Various thoughts occur after watching Wenders’ film for the first time.
1. Berlin
Wings of Desire was released in 1987 - filmed in the closing era of the Berlin wall, which features prominently. There’s a remarkable sequence where an old man is accompanied by an angel as he stumbles through the wasteland which used to be Potsdamer Platz (and would soon become again). There’s also archive footage of Berlin destroyed during the war. (Which did indeed bring to my mind my grandmother and great-grandparents and what they lived through). I visited Berlin two or three times as a child. Hazy memories of deserted railway tracks, which lead nowhere and were a fine playground; crossing Checkpoint Charlie; the constant sense of a city which harboured a clear and present physical threat, articulated by the wall. All of which is incidental, but related to the fact that Berlin contained a peculiar energy. West Berlin was a bubble, a dreamspace, suspended in the aspic of communism. Wenders film represents that limbo with flair. The monuments which no longer carry their intended weight, and have become a resting place for angels. The wastelands, made for circuses and reflection. The faded glory of clubs which ooze post-punk decadence; punk being the noise that empires make when they are hollowed out, leaving an empty shell where people can scream with fury or delight.

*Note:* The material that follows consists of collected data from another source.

PR #86, opened 2018-12-28
Make packages commands and config disjoint

barisere:
@ademuanthony discovered that a circular dependency occurred between cli/commands and config packages, while he was working on another PR. I noticed that before, but I managed to sidestep it for a while.
This PR makes those packages disjoint. config package now handles only the top-level application options and configuration. Both the `config.Config` type and the `commands.CliCommands` type are mediated by a third type, `AppRoot`, in the cli package.

I also removed a dependency on a global variable that provided the wallet rpc client to the commands. That dependency is now injected at runtime. A consequence of this change is that the `Execute` methods on the commands is now a noop in any command that requires a wallet rpc client, but because it is required for `go-flags` to identify the type as a `Commander`, it cannot be removed yet. The alternative is to provide our own routing of arguments to commands, which is still some more code. I'm fine with a three-line, noop method copied around, because it does nothing more than satisfying `go-flags`. If we ever replace `go-flags`, all those methods will disappear easily.


cli/cli.go
```diff
@@ -1,17 +1,36 @@
...
+	Commands commands.CliCommands
+	Config   config.Config
 }
 
-var (
-	WalletClient *walletrpcclient.Client
-	StdoutWriter = tabWriter(os.Stdout)
-)
+// CommandHandler provides a type name for the command handler to register on flags.Parser
+type CommandHandler func(flags.Commander, []string) error
```
itswisdomagain: This can be private

cli/cli.go
```diff
@@ -1,17 +1,36 @@
...
+
+// DefaultCommandHandler provides a command handler that provides walletrpcclient.Client
+// to commands.WalletCommandRunner types. Other command that satisfy flags.Commander and do not
+// depend on walletrpcclient.Client will be run as well.
+// If the command does not satisfy any of these types, ErrNotSupported will be returned.
+func DefaultCommandHandler(client *walletrpcclient.Client) CommandHandler {
+	return func(command flags.Commander, args []string) error {
+		if command == nil {
+			return fmt.Errorf("unsupported command")
```
itswisdomagain: According to the go-flags doc, `command == nil` isn't a case of unsupported command
> The command passed into CommandHandler may be nil in case there is no command to be executed when parsing has finished.

cli/commands/balance.go
```diff
@@ -12,9 +12,16 @@ type BalanceCommand struct {
 	Detailed bool `short:"d" long:"detailed" description:"Display detailed account balance report"`
 }
 
-// Execute runs the `balance` command, displaying the user's account balance.
+// Execute is a stub method to satisfy the commander interface, so that
```
itswisdomagain: Here's a thought. To avoid having this method stub on all commands implementing `WalletCommandRunner`, you can create a `CommanderStub` struct in `commands.go` and make such commands embed `CommanderStub` in their definition.

In commands.go,
```
// CommanderStub implements `flags.Commander` using a noop Execute method to satisfy the commander interface
// Commands embedding this struct would ideally implement `WalletCommandRunner` so that their `Run` method can
// be invoked by the custom command handler which will inject the necessary dependencies to run the command.
type CommanderStub struct {}
func (c CommanderStub) Execute(args []string) error {
	return nil
}
```

Then in files like this (balance.go), the command struct becomes
```
type BalanceCommand struct {
	*CommanderStub
        ....
}
```

cli/cli.go
```diff
@@ -1,17 +1,36 @@
...
-	StdoutWriter = tabWriter(os.Stdout)
-)
+// CommandHandler provides a type name for the command handler to register on flags.Parser
+type CommandHandler func(flags.Commander, []string) error
+
+// DefaultCommandHandler provides a command handler that provides walletrpcclient.Client
+// to commands.WalletCommandRunner types. Other command that satisfy flags.Commander and do not
+// depend on walletrpcclient.Client will be run as well.
+// If the command does not satisfy any of these types, ErrNotSupported will be returned.
+func DefaultCommandHandler(client *walletrpcclient.Client) CommandHandler {
```
itswisdomagain: This could better be called `CommandHandlerWrapper` seeing as it is a wrapper around the actual handler for each command.

cli/commands/commands.go
```diff
@@ -8,3 +13,10 @@ type CliCommands struct {
 	Receive    ReceiveCommand    `command:"receive" description:"show your address to receive funds"`
 	History    HistoryCommand    `command:"history" description:"show your transaction history"`
 }
+
+// WalletCommandRunner defines an optional interface that application commands dependent on
```
itswisdomagain: "optional" isn't really necessary, interfaces by default are optional
also, application commands dependent on walletrpcclient.Client do need to implement this interface, so it isn't optional for such commands, it is "optional" for other commands, but then aren't all interfaces optional?

cli/commands/receive.go
```diff
@@ -3,8 +3,10 @@ package commands
 import (
 	"fmt"
 
-	"github.com/raedahgroup/dcrcli/cli"
-	qrcode "github.com/skip2/go-qrcode"
+	"github.com/raedahgroup/dcrcli/walletrpcclient"
+
```
itswisdomagain: The space can be done without

cli/termio/writer.go
```diff
@@ -44,9 +48,15 @@ func PrintResult(w *tabwriter.Writer, res *Response) {
...
 func PrintStringResult(output ...string) {
-	writer := tabWriter(os.Stdout)
+	writer := TabWriter(os.Stdout)
 	for _, str := range output {
 		fmt.Fprintln(writer, str)
 	}
 	writer.Flush()
 }
+
+type Response struct {
```
itswisdomagain: Every other thing in this file and (ideally in this package), strictly has to do with terminal input/output. This? Not really. It's sort of a bridge between command handlers and terminal output.

2 thoughts:
- Put this in the commands package
- Or do away with it all together, let the `PrintResult` function take `columns []string` and `result [][]interface{}`

I prefer the second approach, it's more readable. We could even change the function to `PrintTabularResult` and the parameters to `column` and `rows`. Now that's more descriptive of what this function actually does.

config/config.go
```diff
@@ -56,40 +53,35 @@ func AppName() string {
...
 	// Parse command line options again to ensure they take precedence.
 	_, err = parser.Parse()
-	if err != nil && !IsFlagErrorType(err, flags.ErrCommandRequired) {
-		return nil, parser, err
+	if err != nil && !IsFlagErrorType(err, flags.ErrHelp) {
+		return config, parser, err
 	}
 
-	return &config, parser, nil
+	return config, parser, nil
```
itswisdomagain: All return paths return `config`, `parser` and `err`. Maybe you could use named return parameters. _Could_

main.go
```diff
@@ -2,12 +2,12 @@ package main
 
 import (
 	"fmt"
+	"github.com/raedahgroup/dcrcli/cli"
```
itswisdomagain: IDE did this no doubt. This import can return to where it was...

cli/cli.go
```diff
@@ -1,17 +1,36 @@
...
+	"github.com/raedahgroup/dcrcli/config"
 	"github.com/raedahgroup/dcrcli/walletrpcclient"
 )
 
-type Response struct {
-	Columns []string
-	Result  [][]interface{}
+// AppRoot is the entrypoint to the cli application.
+// It defines both the commands and the options available.
+type AppRoot struct {
```
itswisdomagain: `App` signifies the entire dcrcli program, including the web and other interfaces. This struct defines cli-only properties, a better name can be used

itswisdomagain (changes requested):
Very neat work. Some changes here and there

itswisdomagain:
This just came to mind:
In main.go, `config.LoadConfig()` will reject cli command-specific flags/options as unknown. Example is `dcrcli balance -d`

2 possible solutions:
- `config.LoadConfig()` should use `AppRoot` as the first argument to `flags.NewParser`. The function would then need to register a noop command handler on `parser` to prevent commands from being executed during the initial config parsing. One problem with this approach is that, you'll likely run into the circular dependency issue once again. Another caveat of this approach is that, if http mode is enabled, cli-only flags/options will be allowed to roam free if used "aimlessly" with the associated cli command. An example is `dcrcli balance -d --http`. Don't know about you, but I think a user running such command is confused and needs to be reminded that there is a difference between cli mode and http mode.

- Use `flags.HelpFlag|flags.IgnoreUnknown` as second argument to `flags.NewParser`. This has the advantage of deferring unknown flag errors to be handled by the cli command parser in `enterCliMode` of main.go. But it also means that if http mode is enabled, unknown options will be permitted to roam free. To circumvent that caveat, http mode should trigger another parsing that does not ignore unknown flags/options and does not include cli commands. Doing this second parsing for http mode has the added advantage of reminding a "confused" user of the cli/http mode difference if a user passes a cli-only flag. For example, `dcrcli balance -d --http` will give an error `-d` is an unknown option. Of course, that message can be better, we should also tell the user that commands are not accepted/allowed in http mode. We can do that if we modify `config.LoadConfig()` to also return `args`. In http mode, if `len(args) > 0`, a command was passed, we should remind the user that http mode don't work with commands.

The following is how I expect `config.LoadConfig()` to appear using the second possibility:
```go
func LoadConfig(ignoreUnknownOptions bool) (Config, *flags.Parser, []string, error) {
	// load defaults first
	config := defaultConfig()

	var parserOptions flags.Options
	if ignoreUnknownOptions {
		parserOptions = flags.HelpFlag|flags.IgnoreUnknown
	} else {
		parserOptions = flags.HelpFlag
	}
	parser := flags.NewParser(&config, parserOptions)

	args, err := parser.Parse()
	if err != nil && !IsFlagErrorType(err, flags.ErrHelp) {
		return config, parser, args, err
	}

	if config.ShowVersion {
		return config, parser, args, fmt.Errorf(AppVersion())
	}

	// Load additional config from file
	err = flags.NewIniParser(parser).ParseFile(config.ConfigFile)
	if err != nil {
			return config, parser, args, fmt.Errorf("Error parsing configuration file: %v", err.Error())
		}
		return config, parser, args, err
	}

	// Parse command line options again to ensure they take precedence.
	args, err = parser.Parse()
	if err != nil && !IsFlagErrorType(err, flags.ErrHelp) {
		return config, parser, args, err
	}

	return config, parser, args, nil
}
```

cli/cli.go
barisere: If the command passed into `CommandHandler` is nil, it means we registered a command that does not satisfy the `CommandHandler` interface. it's something we should catch early. For now, what error message can be used?

cli/commands/balance.go
barisere: How did I miss that? Thank you :slightly_smiling_face:

main.go
barisere: IDE :man_facepalming:

config/config.go
barisere: That would be convenient, but it tends to produce an inconsistent style and obscure the return values of the function at the return site.
```go
func LoadConfig() (config Config, parser *flags.Parser, err error) {
	// load defaults first
	config = defaultConfig()

	parser = flags.NewParser(&config, flags.HelpFlag)

	_, err = parser.Parse()
	if err != nil && !IsFlagErrorType(err, flags.ErrHelp) {
		return
	}

	if config.ShowVersion {
		return config, parser, fmt.Errorf(AppVersion())
	}

	// Load additional config from file
	err = flags.NewIniParser(parser).ParseFile(config.ConfigFile)
	if err != nil {
			return config, parser, fmt.Errorf("Error parsing configuration file: %v", err.Error())
		}
		return
	}

	// Parse command line options again to ensure they take precedence.
	_, err = parser.Parse()
	if err != nil && !IsFlagErrorType(err, flags.ErrHelp) {
		return
	}

	return
}
```
At some points we simply return, at some points we say what we're returning, and at the final return it's not clear what the return values should be, especially that err should be nil. Thus, you have to keep the code trace in your head at every point to know what each return value will be (debugger mode). I think named returns can make readability worse.

barisere:
https://github.com/raedahgroup/dcrcli/pull/86#issuecomment-450446124
@itswisdomagain I've addressed this in my latest commits.

cli/cli.go
itswisdomagain: "Invalid command" is good. From your explanation, the command is actually supported but not properly defined. If the command is not supported, the program won't even get to this point. Would it?

cli/cli.go
itswisdomagain: Looks like you missed this... `CommandHandler` should be private, it isn't used outside this file and I don't suppose we'll need to create an instance of this type outside this package, would we?

cli/cli.go
itswisdomagain: Since this only occurs for commands not properly defined, "command is not execution-ready" sounds more appropriate. Unsupported commands would not even get to this point. So the user should know that the command is actually supported (we registered it on the parser afterall and it shows in `dcrcli -h`) but for some reason the command isn't ready for execution. A command that is actually ready for execution would implement `Commander`.

cli/termio/helpers.go
```diff
@@ -1,4 +1,4 @@
-package cli
+package termio
```
itswisdomagain: Forgot to mention this previously. I think this file belongs in the `commands` package. The functions here exist for the sole purpose of assisting the process of executing one or more commands. `termio` is just 1 of the packages that this file uses in performing its functions.

ademuanthony:
Great effort.
Though the circular dependency still continues for my current use case as I want to reference the `CliRoot` in the `cli` package in `commands`; whereas the `cli` package already references the `commands` package.

So I am thinking, what if the commands are moved to the `cli` package, seeing that that is the main component in that package, it may not be that bad to have it at the root.
It may look like we will lose the organization that the current structure provides, but with the current convention of adding 'Command' suffix to the command names, I think it makes sense enough to have `cli.SendCommand`

cli/cli.go
```diff
@@ -1,17 +1,36 @@
...
+	"github.com/raedahgroup/dcrcli/config"
 	"github.com/raedahgroup/dcrcli/walletrpcclient"
 )
 
-type Response struct {
-	Columns []string
-	Result  [][]interface{}
+// CliRoot is the entrypoint to the cli application.
+// It defines both the commands and the options available.
+type CliRoot struct {
```
ademuanthony: Since we are already in the `cli` package, I am thinking `Root` maybe a sufficient name for the struct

Wings of Desire is very much a companion piece to Żuławski’s Possession or Bowie’s Low.
2 Nick Cave
Who should wander into this dreamscape but the youthful magi himself, Nick Cave. I played the song he and the Seeds sing in the film (From Her to Eternity) on the jukebox in Fenix the other day and my companions’ attitude was that this might be a great song but I really didn’t need to inflict it on them. Cave’s stringent rock adds the perfect touch to cut against the way Wenders’ allows his film to drift towards sentimentalism. The subsequent sequence where Ganz and Solveig Dommartin meet is perhaps the weakest in the movie, and reflects the way that it might be said that Wings of Desire loses its way, as it tries to winkle out a feelgood finale, abandoning the more ambiguous tone of the first black-and-white two thirds of the film.
3 Camera work
The opening twenty minutes or so of Wings of Desire are astonishing. The angels eavesdrop on the thoughts of man and woman, with only the children in on the game. The film seeks to capture the inner monologue of an entire city. Like something out of Kierkegaard or Strindberg All of which is made possible by the magical camera work of Henri Alekan. His camera soars through the skies, before dropping into a flat or a library or a car to steal thoughts. Reminiscent of Gasper Noe’s camera (Benoît Debie) or that of Soy Cuba (Serguey Urusevsky), the camera itself is transformed into a technological angel, one who takes the arm of the poor human and accompanies that lesser creature along the bumpy road of life.
From Wiki: “During filming, Alekan used a very old and fragile silk stocking that had belonged to his grandmother as a filter for the monochromatic sequences.”